[Dataset entries]

____

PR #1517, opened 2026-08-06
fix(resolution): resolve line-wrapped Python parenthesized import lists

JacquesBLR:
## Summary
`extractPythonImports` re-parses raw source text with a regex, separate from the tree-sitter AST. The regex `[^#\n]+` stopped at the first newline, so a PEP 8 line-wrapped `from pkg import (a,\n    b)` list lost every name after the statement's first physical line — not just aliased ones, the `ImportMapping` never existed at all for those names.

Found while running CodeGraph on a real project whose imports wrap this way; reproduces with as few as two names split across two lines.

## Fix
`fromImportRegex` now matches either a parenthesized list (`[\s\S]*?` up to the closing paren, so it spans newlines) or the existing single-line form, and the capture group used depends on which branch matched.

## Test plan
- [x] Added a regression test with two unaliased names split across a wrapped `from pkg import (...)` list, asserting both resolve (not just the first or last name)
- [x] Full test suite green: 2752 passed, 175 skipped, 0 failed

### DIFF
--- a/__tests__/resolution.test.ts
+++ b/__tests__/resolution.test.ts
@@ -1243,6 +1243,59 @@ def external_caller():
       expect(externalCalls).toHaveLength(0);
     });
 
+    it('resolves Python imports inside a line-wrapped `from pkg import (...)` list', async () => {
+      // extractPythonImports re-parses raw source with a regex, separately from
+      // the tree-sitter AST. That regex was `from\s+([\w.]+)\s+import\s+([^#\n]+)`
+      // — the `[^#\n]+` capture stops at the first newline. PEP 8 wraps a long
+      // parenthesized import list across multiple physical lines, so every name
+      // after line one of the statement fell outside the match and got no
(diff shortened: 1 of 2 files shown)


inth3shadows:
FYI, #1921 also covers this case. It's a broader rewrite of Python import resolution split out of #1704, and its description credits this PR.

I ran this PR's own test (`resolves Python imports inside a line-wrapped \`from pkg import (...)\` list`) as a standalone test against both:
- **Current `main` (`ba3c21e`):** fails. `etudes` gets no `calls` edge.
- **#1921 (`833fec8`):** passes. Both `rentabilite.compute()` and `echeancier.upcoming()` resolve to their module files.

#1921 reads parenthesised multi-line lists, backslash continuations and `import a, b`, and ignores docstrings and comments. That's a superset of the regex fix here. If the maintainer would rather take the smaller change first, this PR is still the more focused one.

____

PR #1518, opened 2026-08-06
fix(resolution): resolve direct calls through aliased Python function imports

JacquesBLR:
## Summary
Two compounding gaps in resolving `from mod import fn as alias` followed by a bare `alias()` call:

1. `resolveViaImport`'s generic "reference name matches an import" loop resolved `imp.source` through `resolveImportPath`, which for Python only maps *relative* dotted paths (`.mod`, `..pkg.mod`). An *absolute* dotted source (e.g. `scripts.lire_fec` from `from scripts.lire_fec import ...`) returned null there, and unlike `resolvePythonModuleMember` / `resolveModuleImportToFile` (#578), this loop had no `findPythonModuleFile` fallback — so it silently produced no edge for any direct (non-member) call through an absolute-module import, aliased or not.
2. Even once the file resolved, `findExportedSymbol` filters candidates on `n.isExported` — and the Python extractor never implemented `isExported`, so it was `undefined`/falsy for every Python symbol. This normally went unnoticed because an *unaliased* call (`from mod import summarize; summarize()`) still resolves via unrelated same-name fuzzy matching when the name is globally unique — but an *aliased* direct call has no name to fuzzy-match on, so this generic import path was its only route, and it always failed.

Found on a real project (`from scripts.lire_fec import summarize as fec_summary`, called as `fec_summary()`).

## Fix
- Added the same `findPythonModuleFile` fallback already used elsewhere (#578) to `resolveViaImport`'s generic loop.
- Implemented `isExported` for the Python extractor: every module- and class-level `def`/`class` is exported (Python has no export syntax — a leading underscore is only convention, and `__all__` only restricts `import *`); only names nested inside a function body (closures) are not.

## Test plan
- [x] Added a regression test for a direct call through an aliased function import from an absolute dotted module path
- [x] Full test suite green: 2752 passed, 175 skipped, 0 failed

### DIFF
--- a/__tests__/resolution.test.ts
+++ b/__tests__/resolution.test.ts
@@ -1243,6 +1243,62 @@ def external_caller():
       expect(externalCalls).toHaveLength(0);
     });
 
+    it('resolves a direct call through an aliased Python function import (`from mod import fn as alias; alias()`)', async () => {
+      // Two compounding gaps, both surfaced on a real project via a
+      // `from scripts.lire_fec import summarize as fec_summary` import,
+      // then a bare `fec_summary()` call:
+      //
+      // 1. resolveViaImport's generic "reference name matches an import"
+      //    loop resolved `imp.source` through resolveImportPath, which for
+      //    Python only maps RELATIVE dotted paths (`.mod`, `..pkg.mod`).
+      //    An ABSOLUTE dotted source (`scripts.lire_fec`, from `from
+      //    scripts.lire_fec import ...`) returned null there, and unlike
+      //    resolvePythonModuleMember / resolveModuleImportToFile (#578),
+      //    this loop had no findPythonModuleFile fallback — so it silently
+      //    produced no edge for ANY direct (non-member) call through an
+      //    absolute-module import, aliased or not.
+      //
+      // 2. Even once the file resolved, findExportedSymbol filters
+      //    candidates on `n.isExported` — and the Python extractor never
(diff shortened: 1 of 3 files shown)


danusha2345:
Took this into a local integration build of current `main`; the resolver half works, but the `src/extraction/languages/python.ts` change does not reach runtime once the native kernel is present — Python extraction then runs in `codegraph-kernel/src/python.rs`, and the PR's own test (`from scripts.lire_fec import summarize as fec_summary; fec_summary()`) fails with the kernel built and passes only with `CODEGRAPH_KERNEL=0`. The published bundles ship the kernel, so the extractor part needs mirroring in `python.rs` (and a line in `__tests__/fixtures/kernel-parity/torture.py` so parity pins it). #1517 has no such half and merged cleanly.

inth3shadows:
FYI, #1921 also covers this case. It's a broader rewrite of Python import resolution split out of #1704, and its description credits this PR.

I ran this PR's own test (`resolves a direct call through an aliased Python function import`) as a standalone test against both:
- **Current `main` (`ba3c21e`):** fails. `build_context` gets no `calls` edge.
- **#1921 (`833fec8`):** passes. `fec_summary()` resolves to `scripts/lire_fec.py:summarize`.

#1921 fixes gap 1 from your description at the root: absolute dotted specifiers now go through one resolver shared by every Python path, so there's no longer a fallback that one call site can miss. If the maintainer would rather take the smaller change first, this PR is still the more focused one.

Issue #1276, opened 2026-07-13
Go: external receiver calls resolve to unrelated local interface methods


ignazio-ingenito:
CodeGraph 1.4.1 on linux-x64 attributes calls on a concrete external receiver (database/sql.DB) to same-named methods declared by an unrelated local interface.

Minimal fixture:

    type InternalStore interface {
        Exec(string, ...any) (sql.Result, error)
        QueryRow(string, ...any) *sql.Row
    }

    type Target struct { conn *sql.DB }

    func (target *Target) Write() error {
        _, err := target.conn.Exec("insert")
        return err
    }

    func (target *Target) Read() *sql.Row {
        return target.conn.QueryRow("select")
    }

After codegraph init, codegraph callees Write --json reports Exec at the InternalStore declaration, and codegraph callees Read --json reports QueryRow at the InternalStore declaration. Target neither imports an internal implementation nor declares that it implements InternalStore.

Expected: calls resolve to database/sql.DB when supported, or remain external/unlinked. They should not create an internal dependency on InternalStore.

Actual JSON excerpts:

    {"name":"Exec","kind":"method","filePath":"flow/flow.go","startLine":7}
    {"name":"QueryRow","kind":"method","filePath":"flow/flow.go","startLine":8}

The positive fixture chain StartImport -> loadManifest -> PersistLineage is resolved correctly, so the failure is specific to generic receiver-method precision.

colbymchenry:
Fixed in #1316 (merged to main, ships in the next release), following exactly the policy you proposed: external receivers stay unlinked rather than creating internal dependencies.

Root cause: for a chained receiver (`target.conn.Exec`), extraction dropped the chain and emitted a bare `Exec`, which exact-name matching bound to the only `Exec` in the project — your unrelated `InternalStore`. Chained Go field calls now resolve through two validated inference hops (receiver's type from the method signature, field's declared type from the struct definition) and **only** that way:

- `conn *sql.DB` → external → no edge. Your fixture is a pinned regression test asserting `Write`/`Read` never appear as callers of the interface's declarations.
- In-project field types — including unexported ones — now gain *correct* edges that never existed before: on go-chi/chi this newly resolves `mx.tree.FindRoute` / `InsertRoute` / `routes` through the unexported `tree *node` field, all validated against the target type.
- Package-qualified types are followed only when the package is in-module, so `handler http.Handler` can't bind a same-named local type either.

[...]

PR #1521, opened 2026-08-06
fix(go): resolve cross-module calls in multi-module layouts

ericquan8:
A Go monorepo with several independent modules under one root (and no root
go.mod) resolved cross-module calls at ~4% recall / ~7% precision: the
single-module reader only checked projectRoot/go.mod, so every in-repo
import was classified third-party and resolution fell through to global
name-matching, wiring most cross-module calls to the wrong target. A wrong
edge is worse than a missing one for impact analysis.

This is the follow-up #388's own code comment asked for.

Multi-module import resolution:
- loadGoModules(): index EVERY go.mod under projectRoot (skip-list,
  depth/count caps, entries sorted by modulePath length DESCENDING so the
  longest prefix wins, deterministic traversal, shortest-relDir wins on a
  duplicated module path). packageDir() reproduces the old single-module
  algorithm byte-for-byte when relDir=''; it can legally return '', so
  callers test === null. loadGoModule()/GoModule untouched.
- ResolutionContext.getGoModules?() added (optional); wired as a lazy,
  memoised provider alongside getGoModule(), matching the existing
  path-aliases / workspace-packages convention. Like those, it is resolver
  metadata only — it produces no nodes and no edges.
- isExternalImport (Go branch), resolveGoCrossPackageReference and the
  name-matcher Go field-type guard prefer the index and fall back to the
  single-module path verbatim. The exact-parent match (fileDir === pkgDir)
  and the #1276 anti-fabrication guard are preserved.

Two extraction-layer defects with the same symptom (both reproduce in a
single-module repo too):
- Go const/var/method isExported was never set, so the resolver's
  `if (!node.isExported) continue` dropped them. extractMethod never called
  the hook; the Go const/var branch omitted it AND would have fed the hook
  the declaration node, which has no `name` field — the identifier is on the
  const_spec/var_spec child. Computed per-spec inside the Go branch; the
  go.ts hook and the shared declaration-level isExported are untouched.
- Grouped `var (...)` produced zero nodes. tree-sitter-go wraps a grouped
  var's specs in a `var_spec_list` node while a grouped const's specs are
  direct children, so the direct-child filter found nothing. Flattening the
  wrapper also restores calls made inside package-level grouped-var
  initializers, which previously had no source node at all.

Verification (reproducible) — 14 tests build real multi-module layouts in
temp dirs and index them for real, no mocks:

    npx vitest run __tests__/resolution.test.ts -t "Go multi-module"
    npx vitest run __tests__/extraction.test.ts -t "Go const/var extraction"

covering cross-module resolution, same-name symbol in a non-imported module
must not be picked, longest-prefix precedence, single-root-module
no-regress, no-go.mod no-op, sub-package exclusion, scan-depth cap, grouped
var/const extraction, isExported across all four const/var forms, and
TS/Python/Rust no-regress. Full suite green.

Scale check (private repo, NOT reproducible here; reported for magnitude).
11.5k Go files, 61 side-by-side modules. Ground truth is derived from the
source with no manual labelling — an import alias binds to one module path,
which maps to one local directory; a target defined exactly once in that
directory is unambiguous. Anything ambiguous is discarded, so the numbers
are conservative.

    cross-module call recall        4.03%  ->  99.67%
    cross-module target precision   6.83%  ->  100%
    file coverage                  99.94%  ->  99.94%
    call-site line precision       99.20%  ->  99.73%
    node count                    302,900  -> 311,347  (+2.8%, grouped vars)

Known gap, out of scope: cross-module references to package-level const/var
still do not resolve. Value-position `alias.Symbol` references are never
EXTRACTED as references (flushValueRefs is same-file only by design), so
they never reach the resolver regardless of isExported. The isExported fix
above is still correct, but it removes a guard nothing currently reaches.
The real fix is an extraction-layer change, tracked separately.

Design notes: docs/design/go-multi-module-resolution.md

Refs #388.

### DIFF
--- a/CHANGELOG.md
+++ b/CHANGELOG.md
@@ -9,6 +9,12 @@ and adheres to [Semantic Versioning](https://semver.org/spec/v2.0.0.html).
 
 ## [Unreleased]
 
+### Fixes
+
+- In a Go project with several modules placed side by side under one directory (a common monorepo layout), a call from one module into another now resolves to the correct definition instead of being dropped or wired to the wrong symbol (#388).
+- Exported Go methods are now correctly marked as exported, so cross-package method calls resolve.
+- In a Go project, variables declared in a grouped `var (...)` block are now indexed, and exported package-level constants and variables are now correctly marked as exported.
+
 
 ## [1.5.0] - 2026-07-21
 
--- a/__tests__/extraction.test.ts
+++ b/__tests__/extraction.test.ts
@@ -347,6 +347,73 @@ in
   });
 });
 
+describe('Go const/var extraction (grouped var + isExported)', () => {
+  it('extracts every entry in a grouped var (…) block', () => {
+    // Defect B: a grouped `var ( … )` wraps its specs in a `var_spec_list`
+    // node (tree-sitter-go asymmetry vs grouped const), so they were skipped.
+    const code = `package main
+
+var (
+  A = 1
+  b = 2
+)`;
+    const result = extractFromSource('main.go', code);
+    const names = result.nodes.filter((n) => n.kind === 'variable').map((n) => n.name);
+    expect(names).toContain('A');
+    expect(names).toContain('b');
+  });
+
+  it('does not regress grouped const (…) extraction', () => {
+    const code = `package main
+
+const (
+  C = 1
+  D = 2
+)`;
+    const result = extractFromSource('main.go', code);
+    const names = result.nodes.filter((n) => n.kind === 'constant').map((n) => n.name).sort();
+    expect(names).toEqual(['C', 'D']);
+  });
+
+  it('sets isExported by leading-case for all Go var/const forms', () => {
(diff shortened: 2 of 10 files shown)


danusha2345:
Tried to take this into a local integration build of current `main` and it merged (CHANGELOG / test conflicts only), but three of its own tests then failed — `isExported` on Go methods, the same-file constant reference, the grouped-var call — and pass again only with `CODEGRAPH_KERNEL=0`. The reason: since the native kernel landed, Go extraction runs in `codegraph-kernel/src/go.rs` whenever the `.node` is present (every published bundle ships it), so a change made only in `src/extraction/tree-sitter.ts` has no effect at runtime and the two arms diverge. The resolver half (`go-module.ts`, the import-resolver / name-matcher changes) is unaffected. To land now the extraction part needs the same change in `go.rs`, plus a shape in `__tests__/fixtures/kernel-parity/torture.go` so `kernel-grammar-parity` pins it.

____

--- Work instructions ---
Look above for the line holding "PR #1517, opened 2026-08-06" and the line holding "for those names.", then output exactly those two lines and every line between them, nothing more.

--- Answer to the exercise ---
PR #1517, opened 2026-08-06
fix(resolution): resolve line-wrapped Python parenthesized import lists

JacquesBLR:
## Summary
`extractPythonImports` re-parses raw source text with a regex, separate from the tree-sitter AST. The regex `[^#\n]+` stopped at the first newline, so a PEP 8 line-wrapped `from pkg import (a,\n    b)` list lost every name after the statement's first physical line — not just aliased ones, the `ImportMapping` never existed at all for those names.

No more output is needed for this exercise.